--- Data for processing Enclosed Below ---

Issue #173, opened 2025-06-06
Better error message if you try to import `foo.py`


antocuni:
If you do `import foo` and by mistake you have `foo.py` instead of `foo.spy`, you get an `ImportError`.

I think this mistake will be common enough to warrant a dedicated error message.

PR #197, opened 2025-07-19
Pretty print AST with color information 

### LINKED ISSUE #168: Pretty print AST with color information
It would be nice to have a way to:

1. redshift a module
2. pretty print the ORIGINAL ast in a way where each expr has the color computed by the redshifting

So e.g.:
```python
def foo(x: i32) -> i32:
    return x + 2 * 3
```

Currently, you get this:
```
$ spy -p x.spy
[...]
                    Return(
                        value=BinOp(
                            op='+',
                            left=Name(id='x'),
                            right=BinOp(
                                op='*',
                                left=Constant(value=2),
                                right=Constant(value=3),
                            ),
                        ),
                    ),
[...]
```

I would like something like thise:

```
$ spy --colorize x.spy
                    Return(                                    # red
                        value=BinOp(                           # red
                            op='+',
                            left=Name(id='x'),                 # red
                            right=BinOp(                       # blue
                                op='*',
                                left=Constant(value=2),        # blue
                                right=Constant(value=3),       # blue
                            ),
                        ),
                    ),
```

(instead of `#red` and `#blue` we should have ANSI colors)

aisipos:
Fixes #168 

I should say first, this is probably a larger PR than you were expecting. I'm totally fine if we abandon this approach and go in a different direction, but I wanted to see what directions I could come up with and if any are useful.

The tl;dr currently is, if you have `foo.spy`:
```
def main(x: i32) -> i32:
    return x + 2 * 3
```
Then run:
```
spy --redshift --colorize foo.spy
```
You will see:
image

This is probably not quite what we were looking for, for one I suspect we don't want the delemiters like () [] colored, or things like the top level Module colored, but the approach is close enough that I wanted to get some feedback first before proceeding in this direction.

I tried to make small atomic commits introducing single concepts at a time:
- In 8c5022b0929af6791bff67cdba394d0fda06bd11 I tried to follow your advice in saving the pre-redshift color in `DopplerFrame` instances. The problem I ran into here is that `DopplerFrame` instances are essentially ephemeral, they are not saved anywhere that is easily retrieved after redshifting. 
- So instead in cbd96b46b724d10a3359fb0eaedc9b2037cc4c51 I added a `color` attribute to `Expr` nodes, and save the original color during the redshifting process. These are the instances that are used in the AST itself that gets pretty printed, so it seemed like the natural place to add them for this use case. I realize this attribute is not used in the actual compilation pipeline, so if we feel this means the methodology here is no good I'm fine with figuring out an alternate method.
- The way that we want to do syntax coloring in this new "mode" is different than before, so to make this work I introduced a concept of `color_mode` in ddc30180766dad413f5c9d0630c1bd3314f7f4ae. This way we can use different coloring logic depending on the `color_mode`.
- To avoid conflation of names and concepts, I separated out the concept of `text_color` from `color` in 1151a7d9700e1f670bf2f430be620eea3cec8d19. When I think "color" I think "red or blue", but "text_color" can be anything, even including "green" or "turquoise".
- I have several commits that made several new ways of setting a new `text_color` that I ultimately all abandoned in favor of 0e9e4596acc6eb6d072a7eee24eee0cf5a9fc6b3, which introduces an `active_text_color` attribute to `TextBuilder`. This feature gets used by the logic now enabled in the new `redshift` `color_mode`, so that multiple nodes and children can automatically get the parent color, as implemented in 0e9e4596acc6eb6d072a7eee24eee0cf5a9fc6b3. However, as noted above, this method might be too broad, so we can work on this before we possibly merge.

This PR will need at the very least some cleanup, squashing, and tweaking before it is ready to merge, which I'm happy to do. Or we might decide the approach is not useful and do something else entirely. But since it does at least come close to the original intent of #168 I wanted to put it up to get some feedback first.

### DIFF
--- a/spy/ast_dump.py
+++ b/spy/ast_dump.py
@@ -61,7 +61,7 @@ class Dumper(TextBuilder):
         name = node.__class__.__name__
         fields = list(node.__class__.__dataclass_fields__)
         fields = [f for f in fields if f not in self.fields_to_ignore]
-        self._dump_node(node, name, fields, color='blue')
+        self._dump_node(node, name, fields, text_color='blue')
 
     def dump_py_node(self, node: py_ast.AST) -> None:
         name = 'py:' + node.__class__.__name__
@@ -69,12 +69,12 @@ class Dumper(TextBuilder):
         fields = [f for f in fields if f not in self.fields_to_ignore]
         if isinstance(node, py_ast.Name):
             fields.append('is_var')
-        self._dump_node(node, name, fields, color='turquoise')
+        self._dump_node(node, name, fields, text_color='turquoise')
 
     def dump_Symbol(self, sym: Symbol) -> None:
         self.write(f'Symbol({sym.name!r}, {sym.color!r}, {sym.varkind!r}, {sym.storage!r})')
 
-    def _dump_node(self, node: Any, name: str, fields: list[str], color: str) -> None:
+    def _dump_node(self, node: Any, name: str, fields: list[str], text_color: Optional[str]) -> None:
         def is_complex(obj: Any) -> bool:
             return (isinstance(obj, (spy.ast.Node, py_ast.AST, list, Symbol)) and
                     not isinstance(obj, py_ast.expr_context))
@@ -83,8 +83,8 @@ class Dumper(TextBuilder):
         multiline = any(is_complex_field)
         #
         if node is self.highlight:
-            color = 'red'
-        self.write(name, color=color)
+            text_color = 'red'
+        self.write(name, color=text_color)
         self.write('(')
         if multiline:
             self.writeline('')
--- a/spy/ast_dump.py
+++ b/spy/ast_dump.py
@@ -61,7 +61,8 @@ class Dumper(TextBuilder):
         name = node.__class__.__name__
         fields = list(node.__class__.__dataclass_fields__)
         fields = [f for f in fields if f not in self.fields_to_ignore]
-        self._dump_node(node, name, fields, text_color='blue')
+        # Use turquoise text_color to distinguish from blue in --colorize
+        self._dump_node(node, name, fields, text_color='turquoise')
 
     def dump_py_node(self, node: py_ast.AST) -> None:
         name = 'py:' + node.__class__.__name__
@@ -69,6 +70,7 @@ class Dumper(TextBuilder):
         fields = [f for f in fields if f not in self.fields_to_ignore]
         if isinstance(node, py_ast.Name):
             fields.append('is_var')
+        # Use turquoise text_color to distinguish from blue in --colorize
         self._dump_node(node, name, fields, text_color='turquoise')
 
     def dump_Symbol(self, sym: Symbol) -> None:
--- a/spy/ast_dump.py
+++ b/spy/ast_dump.py
@@ -1,23 +1,27 @@
-from typing import Any, Optional
+from typing import TYPE_CHECKING, Any, Optional
 import ast as py_ast
 import spy.ast
 from spy.analyze.symtable import Symbol
 from spy.textbuilder import TextBuilder
+if TYPE_CHECKING:
+    from spy.vm.vm import SPyVM
 
 def dump(node: Any,
          *,
          use_colors: bool = True,
          fields_to_ignore: Any = (),
          hl: Any = None,
+         vm: Optional['SPyVM'] = None,
          ) -> str:
-    dumper = Dumper(use_colors=use_colors, highlight=hl)
+    dumper = Dumper(use_colors=use_colors, highlight=hl, vm=vm)
     dumper.fields_to_ignore += fields_to_ignore
     dumper.dump_anything(node)
     return dumper.build()
 
 def pprint(node: Any, *, copy_to_clipboard: bool = False,
-           hl: Optional[spy.ast.Node]=None) -> None:
-    print(dump(node, hl=hl))
+           hl: Optional[spy.ast.Node]=None,
+           vm: Optional['SPyVM'] = None) -> None:
+    print(dump(node, hl=hl, vm=vm))
     if copy_to_clipboard:
         import pyperclip  # type: ignore
         out = dump(node, use_colors=False)
@@ -26,15 +30,18 @@ def pprint(node: Any, *, copy_to_clipboard: bool = False,
 
 class Dumper(TextBuilder):
     fields_to_ignore: tuple[str, ...]
+    vm: 'SPyVM | None'
 
     def __init__(self, *,
                  use_colors: bool,
                  highlight: Optional[spy.ast.Node] = None,
+                 vm: Optional['SPyVM'] = None
                  ) -> None:
         super().__init__(use_colors=use_colors)
         self.highlight = highlight
         self.fields_to_ignore = ('loc', 'target_loc', 'target_locs',
                                  'loc_asname')
+        self.vm = vm
 
     def dump_anything(self, obj: Any) -> None:
         if isinstance(obj, spy.ast.Node):
--- a/spy/ast_dump.py
+++ b/spy/ast_dump.py
@@ -1,5 +1,7 @@
 from typing import TYPE_CHECKING, Any, Optional
 import ast as py_ast
+
+from spy.analyze.symtable import Color
 import spy.ast
 from spy.analyze.symtable import Symbol
 from spy.textbuilder import TextBuilder
@@ -86,7 +88,15 @@ class Dumper(TextBuilder):
         #
         if node is self.highlight:
             text_color = 'red'
-        self.write(name, color=text_color)
+        # If the vm contains an expr_color_map, use the expression's color
+        # as the text background color, and use the default text_color
+        bg_color = None
+        if self.vm and self.vm.expr_color_map:
+            color: Optional[Color] = self.vm.expr_color_map.get(node, None)
+            if color:
+                bg_color = color
+                text_color = None
+        self.write(name, color=text_color, bg=bg_color)
         self.write('(')
         if multiline:
             self.writeline('')
--- a/spy/cli.py
+++ b/spy/cli.py
@@ -55,6 +55,14 @@ class Arguments:
         )
     ] = False
 
+    colorize: Annotated[
+        bool,
+        Option(
+            "-C", "--colorize",
+            help="Output the pre-redshifted AST with blue / red text colors."
+        )
+    ] = False
+
     imports: Annotated[
         bool,
         Option(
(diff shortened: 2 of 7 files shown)


antocuni:
Thank you a lot for your work, I love it! I especially appreciate the thoughtfulness you put in explaining things commit-by-commit, it made it much easier to review the code.

Let's deal with things one by one.

---

### `ast.Expr.color`

I can see why it looks appealing to do that, but I'd highly prefer not to, for two reasons:
1. `--colorize` is something that people will do only rarely, and I don't want to pay the memory cost for an extra field which is completely unused 99% of the time

2. I'm trying to treat `ast.*` classes are immutable. This will make it easier to switch to a more compact representation later (where e.g. all the AST is binary-encoded in a cache-friendly contiguous buffer), which will be important for the performance of the interpreter

I see the problem with DopplerFrame being ephemeral. So, here is a new suggestion: we could introduce a new field `vm.expr_color_map`, which maps `ast.Expr` to their `Color`.
In normal mode, `vm.expr_color_map` is None, but when `--colorize` is passed, we set it to a dictionary, and then DopplerFrame knows when/where to store the info.

Finally, we will pass `expr_color_map` to `ast_dump.Dumper` so that it knows the color of the nodes.

---

### TextBuilder improvements

I think that your approach of using just one `active_text_color` doesn't work in case of nested `color_block()`. Moreover, I'm not sure I like the fact that just entering the color_block writes to the terminal, because e.g. it breaks if you then call `write(s, color='...')` (I think, I admit I didn't try).

I tried a slightly different approach in PR #200 which I think is more general:
  - you can have nested `color()` blocks
  - you now have support for bg colors
  - you can always temporarily override color and bg inside individual `write` calls, so that e.g. the following works:
https://github.com/spylang/spy/blob/9adbd94ca966320a1fa8dca54cc4138842903537/spy/textbuilder.py#L265-L275

---

### Appearance of the colored AST

When it comes to aesthetic things are very personal and opinionated of course, but I find the "all blue all red" screenshot a bit "too much" :).

Some random notes:
  - not all nodes are expressions, and thus not all should be colored
  - the current pretty-print logic prints node names in blue, but that's just an accident. It probably makes more sense to use a different color (such as turquoise, same as py_ast) just to avoid confusions

I randomly experimented with two "low-key" approaches. I pushed my code in the branch `tmp-anto-ast-color`, which is based on your commit 743a008d.

Consider this example:
```python
def fn(x: int, y: int) -> int:
    return x + y + 2*3
```

The first is to colorize *only the node name* in red/blue (and use turquoise for "default" color for non-expr nodes). You can find the code in commit c010af25):
image

The second is to keep all foreground colors normal, and use background color to distinguish red/blue. You can find the code in commit a07f5ad4:
image

I think I have a slight preference for the first, but I'm happy to hear opinions.

aisipos:
No worries, thanks for all the feedback! I review many PRs myself as well, so I also appreciate the value of making readable and reviewable PRs. Gotta write code to be readable! 🙂

Regarding the points you raised:
- OK, I'll abandon `ast.Expr.color` method as you noted. I was suspicious it would introduce some overhead, but since it did seem like the most direct route I thought I'd try it first to see how well it worked.  I'll instead try the `vm.expr_color_map` you suggested. 
- I saw that you merged a separate `TextBuilder` color PR. I'll rebase this PR on top of main and make use of the new features, but I might still try to preserve the naming of `text_color`. That way, if we grep in the codebase for `text_color` we'll see all the parts of the code that are trying to produce colored output. If we just use `color`, it becomes conflated with the code that detect the different node types.
- Regarding the proposed two styles of colorization you proposed, my initial reactions are
  - In favor of (2), 2 does draw the eye more than 1, in the additional use of background color as well as foreground color.
  - In favor of (1), 2 feels a bit "louder" than 1, in that more of the text is colored than 1.
- With that in mind, I might propose that we use a hybrid of the two, in that like (1) we only color the node's name, but we use the background color to highlight it like we do in (2). The nice part of this approach is that in this case foreground text_color corresponds to a node's "type", and the background text_color refers to a node's "color", so we are using a more consistent conceptual presentation. 
- We might not need the concept of `color_mode` any more, since if we have a `vm.expr_color_map` instance we can use it in the coloring, or if it is None we do nothing. The only real difference then is that the cli `--colorize` argument tells us to print the pre-redshifted AST, not the post redshift AST, as it currently does in this PR as of this writing.

Let me know what you think, I'll give this a try but probably will have a look at #173 first.

antocuni:
> I saw that you merged a separate TextBuilder color PR. I'll rebase this PR on top of main and make use of the new features, but I might still try to preserve the naming of text_color. That way, if we grep in the codebase for text_color we'll see all the parts of the code that are trying to produce colored output. If we just use color, it becomes conflated with the code that detects the different node types.

yes, that's a good idea. Other possible choices are `fgcolor` or `fg` (since we already have a `bg` attribute). But `text_color` is also good.

> With that in mind, I might propose that we use a hybrid of the two, in that like (1) we only color the node's name, but we use the background color to highlight it like we do in (2). The nice part of this approach is that in this case foreground text_color corresponds to a node's "type", and the background text_color refers to a node's "color", so we are using a more consistent conceptual presentation.

sounds good!
Also, eventually I'd like to be able to colorize also the source code (not only the AST), so this style plays well with that as well (e.g., we will be able to pretty-print the source code with red/blue background, and it will be consistent with the AST view).

> We might not need the concept of color_mode any more, since if we have a vm.expr_color_map instance we can use it in the coloring, or if it is None we do nothing. The only real difference then is that the cli --colorize argument tells us to print the pre-redshifted AST, not the post redshift AST, as it currently does in this PR as of this writing.

+1

aisipos:
OK, I essentially redid the PR with the new approach you suggested. I also made the cli work with just the `--colorize` option, there's no need now to run `--redshift --colorize`. I reverted all the earlier work in commit 879eb0926d9fd7d401b7a47678596adc429ddc7a, the commits after that add the new approach step by step. If we decide we like this approach, I'll delete all the old commits before we merge.

I added a new variable `expr_color_map` to `SPyVM`.  The main refactor was making this available to all the pretty print functions in `ast_dump.py`. I did this by adding an optional `vm` argument to `Dumper` and making it an instance attribute. I had to also add an optional `vm` argument to several functions that end up creating a Dumper instance, in particular `Node.pp`.

I tried my idea of using Blue / Red as the background color, and the current `text_color` concept as the foreground color, which partly looks like this:
image

I have slightly mixed feelings about it now that I can see it working in a real output, the contrast between the foreground color and background color clashes a bit and lowers the legibility somewhat. However, the red and blue colors do stand out more than if they were just foreground colors. Perhaps if we just ignored` text_color` when `bg_color` is specified it would look better, but then we do lose some information. 

Let me know what you think about the current implementation. Happy to make more changes if it's not a good fit.

spy/ast_dump.py
```diff
@@ -1,23 +1,29 @@
...
 from spy.textbuilder import TextBuilder
+if TYPE_CHECKING:
+    from spy.vm.vm import SPyVM
 
 def dump(node: Any,
          *,
          use_colors: bool = True,
          fields_to_ignore: Any = (),
          hl: Any = None,
+         vm: 'SPyVM | None' = None,
```
antocuni: nitpick: so far I always used `Optional[T]` instead of `T | None`.
It's a very minor thing but I think there is value in being consistent.
(I _might_ be convinced that it's better to use `| None` instead of `Optional`, but then it's a topic for a different PR).

spy/ast_dump.py
```diff
@@ -76,8 +87,15 @@ def is_complex(obj: Any) -> bool:
...
         #
         if node is self.highlight:
-            color = 'red'
-        self.write(name, color=color)
+            text_color = 'red'
+        # If the vm contains an expr_color_map, use the expression's color
+        # as the text background color
+        bg_color = None
+        if self.vm and self.vm.expr_color_map:
+            color: Color | None = self.vm.expr_color_map.get(node, None)
```
antocuni: +0.5 to pass around `vm` if it helps, but note that we could also pass just `expr_color_map`, and cut the circular dependency between `ast.py` and `vm.py.`
Anyway, not a big deal.

spy/cli.py
```diff
@@ -55,6 +55,14 @@ class Arguments:
         )
     ] = False
 
+    colorize: Annotated[
+        bool,
+        Option(
+            "-C", "--colorize",
+            help="Output the pre-redshifted AST with blue / red text colors."
+        )
+    ] = False
```
antocuni, line 64: `-C` is already used as an alias for `--cwrite`.
I think that `--colorize` is more important, so +1 to use `-C` here, but we should remove `-C` from the `cwrite` option.

spy/tests/test_doppler.py
```diff
@@ -294,3 +294,41 @@ def foo() -> None:
             raise TypeError('foo') # /.../test.spy:3
             raise ValueError # /.../test.spy:4
         """)
+
+    def test_expr_color_map_populated(self):
+        # Verify that when vm.expr_color_map is not None, redshift populates it
+        from unittest.mock import patch
```
antocuni: I'd use pytest's `monkeypatch` fixture if possible.

antocuni (approved):
I like it, thank you!
I have commented a couple of nitpicks, but nothing fundamental.
For the color yes, I agree that turquoise-on-blue and turquoise-on-red is not very visible, +1 to just use `default-on-bg` is bg is set.

spy/ast_dump.py
aisipos: I changed the PR to use `Optional[T]`. I agree that consistency is important. I don't have too strong an opinion on `Optional` vs `| None`, but I'll admit to a slight preference to `| None` in new projects. In theory it is "built in" to the language and doesn't require an import. But since Spy is currently using `Optional`, `Optional` it is.

spy/ast_dump.py
aisipos: Yeah, I decided to pass in `vm` since as more features get added, I didn't want to pass more and more arguments to the various pretty print functions. Then again, we probably don't want `vm` to become a "dumping ground" of global variables. But at least for now, passing in `vm` seemed like a good compromise.

spy/cli.py
aisipos: Done.

spy/tests/test_doppler.py
aisipos: Done.

aisipos:
@antocuni OK, I addressed all of your feedback, deleted all the old commits, and rebased on top of current `main`. The output now only sets the background color for red / blue:
image
Hopefully this fixes all our remaining issues.

antocuni:
@aisipos merged, thank you :pray:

--- End of Enclosed Data for processing ---

» **What the exercise asks**: Identify all lines in the records above with the word "useful".

» **Exercise answer**:
I should say first, this is probably a larger PR than you were expecting. I'm totally fine if we abandon this approach and go in a different direction, but I wanted to see what directions I could come up with and if any are useful.
This PR will need at the very least some cleanup, squashing, and tweaking before it is ready to merge, which I'm happy to do. Or we might decide the approach is not useful and do something else entirely. But since it does at least come close to the original intent of #168 I wanted to put it up to get some feedback first.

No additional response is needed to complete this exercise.